To our knowledge, our study is the first one to reveal neopterin as a potential predictor for the distinction of subjects with early carbohydrate disturbances as those with serum neopterin levels >0.47 ng/mL have an OR of 2.71 for the development of dysglycemia. In addition, a cutoff value ≥0.56 ng/mL had 80% sensitivity and 60% specificity and OR of 5.94 for the presence of obesity.
Existing data on the role of neopterin in the development of atherosclerosis are contradictory. Previous reports demonstrated increased plasma levels of neopterin in patients with carotid, cerebral, and coronary artery diseases and aortic aneurysm as the concentration of neopterin is positively correlated with the severity of coronary artery disease. 34 –36 Liao et al. in their study concluded that the level of serum neopterin is higher in patients with subclinical atherosclerosis. 37 In our study, we did not find a correlation between the level of neopterin and the thickness of intima-media of the common carotid artery. A potential explanation might lie in the prevalent mean level of IMT (0.7 ± 0.1) in all groups which is below the acceptable cutoff point for subclinical atherosclerosis of 0.9 mm [European Society of Hypertension (ESH)/European Society of Cardiology (ESC) Guideline 2013]. 38
Contrary to previous studies, a recent study, using both in vitro and in vivo experiments, has shown the atheroprotective effects of neopterin. Through suppression of macrophage foam cell formation and the migration and proliferation of vascular smooth muscle cells, high levels of neopterin expression in coronary lesions could be attributed to endogenous upregulation of neopterin to counteract the progression of atherosclerosis. 39
However, more studies in animals and humans are needed to clarify the exact role of neopterin—marker of immune system activation and oxidative stress or novel therapeutic target.

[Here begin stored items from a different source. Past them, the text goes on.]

PR #803, opened 2023-06-27
feat: add inactive alert for jupyter notebooks

amolenaar:
So jupyter notebooks are automatically shut down after being idle for a while.

### DIFF
--- a/backend/capellacollab/sessions/sessions.py
+++ b/backend/capellacollab/sessions/sessions.py
@@ -65,7 +65,7 @@ def _get_last_seen(idletime: int | float) -> str:
     if (idlehours := idletime / 60) > 1:
         return f"{round(idlehours, 2)} hrs ago"
 
-    return f"{idletime} mins ago"
+    return f"{idletime:0f} mins ago"
 
 
 def _determine_session_state(session: DatabaseSession) -> str:
--- a/backend/capellacollab/sessions/sessions.py
+++ b/backend/capellacollab/sessions/sessions.py
@@ -65,7 +65,7 @@ def _get_last_seen(idletime: int | float) -> str:
     if (idlehours := idletime / 60) > 1:
         return f"{round(idlehours, 2)} hrs ago"
 
-    return f"{idletime:0f} mins ago"
+    return f"{idletime:.0f} mins ago"
 
 
 def _determine_session_state(session: DatabaseSession) -> str:
--- a/helm/templates/prometheus/prometheus.configmap.yaml
+++ b/helm/templates/prometheus/prometheus.configmap.yaml
@@ -13,6 +13,8 @@ data:
     groups:
       - name: Inactivity
         rules:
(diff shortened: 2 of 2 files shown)


MoritzWeber0:
image

The last seen column still shows "UNKNOWN" as last state. It would be good to indicate the idletime for Jupyter sessions too.

amolenaar:
> The last seen column still shows "UNKNOWN" as last state. It would be good to indicate the idletime for Jupyter sessions too. Otherwise it looks good and my session was also killed in the local cluster.

I've been looking into this, but I can not see a way to determine how long the idle condition holds true.

I propose we create a new story for this, since it requires some advanced Prometheus magic.

amolenaar:
Never mind:

```
time() - max_over_time(timestamp(absent(sum by (app) (increase(http_request_duration_seconds_count[2m])) < 4.5))[60m:5m])
```

amolenaar:
* the timeout is not triggered when the session has not been opened
* Let's have a look at the `1d:5m` time blocks. Could probably be shorter (`90m:2m`).

helm/templates/prometheus/prometheus.configmap.yaml
```diff
@@ -13,12 +13,14 @@ data:
     groups:
       - name: Inactivity
         rules:
-          - alert: Inactivity session
+          - record: idletime_minutes
+            expr: (time() - max_over_time(timestamp(sum by (app) (increase(http_request_duration_seconds_count[2m])) > 4.5)[1d:5m])) / 60
```
MoritzWeber0, line 17: Instead of having a complex expression, which is Jupyter specific, we should make use of the official Jupyter API instead: https://jupyter-server.readthedocs.io/en/latest/developers/rest-api.html

As discussed, it should be checked if it can be integrated into the `metrics` endpoint of the Jupyter container. Alternatively, we can have our own metrics endpoint.

amolenaar: I checked. The `last_activity` metric is about the activity of the Jupyter kernel. Also the status API requires authentication.

Instead I updated the metric to take into account the start time of the JupyterLab instance. Not it nicely counts idle time from the start of the session.

backend/capellacollab/sessions/sessions.py
```diff
@@ -65,7 +65,7 @@ def _get_last_seen(idletime: int | float) -> str:
     if (idlehours := idletime / 60) > 1:
         return f"{round(idlehours, 2)} hrs ago"
 
-    return f"{idletime} mins ago"
+    return f"{idletime:0f} mins ago"
```
MoritzWeber0, line 68:
```suggestion
    return f"{idletime:.0f} mins ago"
```

The current line does nothing.

MoritzWeber0 (changes requested):

MoritzWeber0 (approved):
Tried it out and works on my side. An impressive query you've built. ChatGPT was able to explain it to me luckily :)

Limitations of our study include gender distribution, cross-sectional study design, small sizes of compared groups, which might have affected correlations and ROC analyses and the fact that part of our patients were on a treatment for hypertension and dyslipidemia.
Conclusion
This study shows that neopterin relates better to obesity indices rather than glycemic status in patients with early stages of carbohydrate disturbances. Further studies are needed to elucidate the biological mechanisms behind this finding/phenomenon and to assess whether prospective therapeutic applications of neopterin in diabetes and its complications are plausible.
Footnotes
Author Disclosure Statement
No conflicting financial interests exist.
Funding Information
The study was performed with the financial support of Medical University-Sofia, Bulgaria, project no. 8269/21.11.2018, contract D-124/2019.